Photo Credit: Bob AuBochon |
His active opposition of the Nazi regime and sympathetic approach to the Jewish people of his day forces us in the 21st century to question what is appropriate behavior for the Christian who wishes to oppose the evil of her day.
I'm still in the early parts of the book but one passage struck me as profound as Metaxas quotes Bonhoeffer on the exclusiveness of Christ:
"One admires Christ according to aesthetic categories as an aesthetic genius, calls him the greatest ethicist; one admires his going to his death as a heroic sacrifice for his ideas. Only one thing one doesn't do: one doesn't take him seriously. That is, one doesn't bring the center of his or her own life in to contact with the claim of Christ to speak the revelation of God and to be that revelation.
One maintains a distance between himself or herself and the word of Christ, and allows no serious encounter to take place. I can doubtless live with or without Jesus as a religious genius, as an ethicist, as a gentleman - just as, after all, I can also live without Plato and Kant...
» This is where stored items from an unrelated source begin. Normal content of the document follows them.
PR #7212, opened 2021-12-27
Deprecate localized name API

Owen1212055:
This has been unused since 1.13 (see V1458 datafixer).
image

Because of how long this has been broken, it's not even worth fixing it IMO, just point towards adventure stuff.

### DIFF
--- a/patches/api/0177-Fix-Spigot-annotation-mistakes.patch
+++ b/patches/api/0177-Fix-Spigot-annotation-mistakes.patch
@@ -169,6 +169,42 @@ index 686e2a0b9fe061816b41435ef2337870dbdca8e5..aacf8ea85909299355d16cad0386072e
      public ItemMeta getItemMeta() {
          return this.meta == null ? Bukkit.getItemFactory().getItemMeta(this.type) : this.meta.clone();
      }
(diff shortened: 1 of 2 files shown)


Machine-Maker:
If it's unused, why is it still part of the CraftMetaItem thing then? it's still applied to the nbt tag of the itemstack, shouldn't that be removed if it doesn't do anything? and if that shouldn't be removed, then why? and depending on that reason, its possible that it shouldn't be deprecated.

Owen1212055:
> If it's unused, why is it still part of the CraftMetaItem thing then? it's still applied to the nbt tag of the itemstack, shouldn't that be removed if it doesn't do anything? and if that shouldn't be removed, then why? and depending on that reason, its possible that it shouldn't be deprecated.

My idea on the deprecation was because this has no actual effect on the client anymore, it simply does nothing. However fair point, I will prevent it from being written to and read from the item stack.

Machine-Maker:
Well... actually I'm not sure now. Probably some plugin that still depends on it. It is stored on the itemstack, and persisted through saving/loading. so that might break behavior, in which case just deprecation would be the way to go.

kennytv (approved):

Machine-Maker (approved):

PR #7713, opened 2022-04-08
Fix tick function tag running before load

etil2jz:
When enabling or reloading a datapack that has functions for both tick and load, the former runs before the latter, which causes problems in some cases such as initializing scoreboard values before increasing them per tick.
See https://bugs.mojang.com/browse/MC-187539

### DIFF
--- a/patches/server/0891-Fix-tick-function-tag-running-before-load.patch
+++ b/patches/server/0891-Fix-tick-function-tag-running-before-load.patch
@@ -4,7 +4,7 @@ Date: Fri, 8 Apr 2022 21:28:40 +0200
 Subject: [PATCH] Fix tick function tag running before load
 
 When enabling or reloading a datapack that has functions for both
-#tick and #load, the former runs before the latter, which causes
+tick and load, the former runs before the latter, which causes
 problems in some cases such as initializing scoreboard values before
 increasing them per tick.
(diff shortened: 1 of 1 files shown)


Machine-Maker:
Ugh, I'm a little conflicted. Like I see its marked as a bug, but doesn't this introduce more inconsistency with data pack behavior from vanilla? I almost want to say that this shouldn't be fixed before Vanilla does since data packs are developed with Vanilla in mind. According to that mojira issue, this has been around for a while despite being a confirmed bug.

Perhaps this should have a config option? But I so don't like having config options for bug fixes.

etil2jz:
This seems to fix more inconsistencies than it can add. I believe performing the load check before the tick function is what was intended to be. Having a config option is a possibility, but as you said it's *a lot* for a single bugfix.

Machine-Maker:
> This seems to fix more inconsistencies than it can add.

I'm talking about inconsistencies in behavior between a data pack running on a vanilla server and one on a paper server. Ideally data packs should perform the same on both, but this would change the order of those functions on paper servers where its still "broken" on vanilla servers. So I'm not sure how it fixes more inconsistencies than it adds.

jpenilla (changes requested):
I agree with Machine, this should not be fixed before vanilla.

Should, however, there be something in Christ that claims my life entirely with the full seriousness that here God himself speaks and if the word of God once became present only in Christ, then Christ has not only relative but absolute, urgent significance for me...
Understanding this claim means taking seriously his absolute claim on our commitment. And it is now of importance for us to clarify the seriousness of this matter and to extricate Christ from the secularization process in which he has been incorporated since the Enlightenment."A powerful challenge from a man that believed in Christ so strongly that he ended up giving his life because of his commitment to living out his faith as he understood it.